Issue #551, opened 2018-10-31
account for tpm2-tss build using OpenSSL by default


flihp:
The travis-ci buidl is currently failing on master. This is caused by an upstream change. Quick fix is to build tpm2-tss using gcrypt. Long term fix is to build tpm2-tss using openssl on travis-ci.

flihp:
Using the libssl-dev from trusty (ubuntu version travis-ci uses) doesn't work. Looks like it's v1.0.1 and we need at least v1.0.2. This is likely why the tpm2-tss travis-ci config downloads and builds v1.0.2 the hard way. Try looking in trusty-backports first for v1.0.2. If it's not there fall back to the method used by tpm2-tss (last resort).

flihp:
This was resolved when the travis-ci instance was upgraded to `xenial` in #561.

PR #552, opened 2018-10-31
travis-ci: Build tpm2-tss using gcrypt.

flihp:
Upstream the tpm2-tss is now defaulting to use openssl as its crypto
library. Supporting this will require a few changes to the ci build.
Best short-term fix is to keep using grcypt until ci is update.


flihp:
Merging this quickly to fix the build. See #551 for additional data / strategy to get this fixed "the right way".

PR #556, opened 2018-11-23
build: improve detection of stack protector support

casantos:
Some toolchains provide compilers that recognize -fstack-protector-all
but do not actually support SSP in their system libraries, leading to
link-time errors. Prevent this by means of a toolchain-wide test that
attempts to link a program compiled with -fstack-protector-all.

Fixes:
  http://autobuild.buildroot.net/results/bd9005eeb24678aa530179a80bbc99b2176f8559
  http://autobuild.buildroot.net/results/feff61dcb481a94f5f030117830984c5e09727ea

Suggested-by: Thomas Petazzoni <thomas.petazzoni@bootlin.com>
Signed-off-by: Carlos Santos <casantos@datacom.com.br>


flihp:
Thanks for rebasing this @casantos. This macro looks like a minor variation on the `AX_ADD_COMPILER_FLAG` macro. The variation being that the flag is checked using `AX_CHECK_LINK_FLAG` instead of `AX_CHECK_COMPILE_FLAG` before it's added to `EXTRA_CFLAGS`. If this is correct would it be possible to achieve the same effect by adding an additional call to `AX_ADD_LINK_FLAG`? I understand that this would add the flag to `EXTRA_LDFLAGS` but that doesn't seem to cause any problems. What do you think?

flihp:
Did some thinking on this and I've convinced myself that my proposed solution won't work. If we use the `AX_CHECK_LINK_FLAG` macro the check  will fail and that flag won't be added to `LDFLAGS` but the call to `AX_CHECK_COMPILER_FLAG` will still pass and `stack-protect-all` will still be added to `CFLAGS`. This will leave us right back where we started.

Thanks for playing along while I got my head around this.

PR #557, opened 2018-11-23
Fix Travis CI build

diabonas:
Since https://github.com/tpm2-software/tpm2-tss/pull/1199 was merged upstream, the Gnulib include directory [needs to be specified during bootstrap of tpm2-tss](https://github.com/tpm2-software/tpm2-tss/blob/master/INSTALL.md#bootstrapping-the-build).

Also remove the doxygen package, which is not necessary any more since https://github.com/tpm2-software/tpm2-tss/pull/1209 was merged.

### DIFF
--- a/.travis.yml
=-=-=-=-=
Problem to work on: Start from the line that holds "attempts to link" and print each line to the end of the records exactly, leaving out everything before it.

Solved problem:
attempts to link a program compiled with -fstack-protector-all.

Fixes:
  http://autobuild.buildroot.net/results/bd9005eeb24678aa530179a80bbc99b2176f8559
  http://autobuild.buildroot.net/results/feff61dcb481a94f5f030117830984c5e09727ea

Suggested-by: Thomas Petazzoni <thomas.petazzoni@bootlin.com>
Signed-off-by: Carlos Santos <casantos@datacom.com.br>


flihp:
Thanks for rebasing this @casantos. This macro looks like a minor variation on the `AX_ADD_COMPILER_FLAG` macro. The variation being that the flag is checked using `AX_CHECK_LINK_FLAG` instead of `AX_CHECK_COMPILE_FLAG` before it's added to `EXTRA_CFLAGS`. If this is correct would it be possible to achieve the same effect by adding an additional call to `AX_ADD_LINK_FLAG`? I understand that this would add the flag to `EXTRA_LDFLAGS` but that doesn't seem to cause any problems. What do you think?

flihp:
Did some thinking on this and I've convinced myself that my proposed solution won't work. If we use the `AX_CHECK_LINK_FLAG` macro the check  will fail and that flag won't be added to `LDFLAGS` but the call to `AX_CHECK_COMPILER_FLAG` will still pass and `stack-protect-all` will still be added to `CFLAGS`. This will leave us right back where we started.

Thanks for playing along while I got my head around this.

PR #557, opened 2018-11-23
Fix Travis CI build

diabonas:
Since https://github.com/tpm2-software/tpm2-tss/pull/1199 was merged upstream, the Gnulib include directory [needs to be specified during bootstrap of tpm2-tss](https://github.com/tpm2-software/tpm2-tss/blob/master/INSTALL.md#bootstrapping-the-build).

Also remove the doxygen package, which is not necessary any more since https://github.com/tpm2-software/tpm2-tss/pull/1209 was merged.

### DIFF
--- a/.travis.yml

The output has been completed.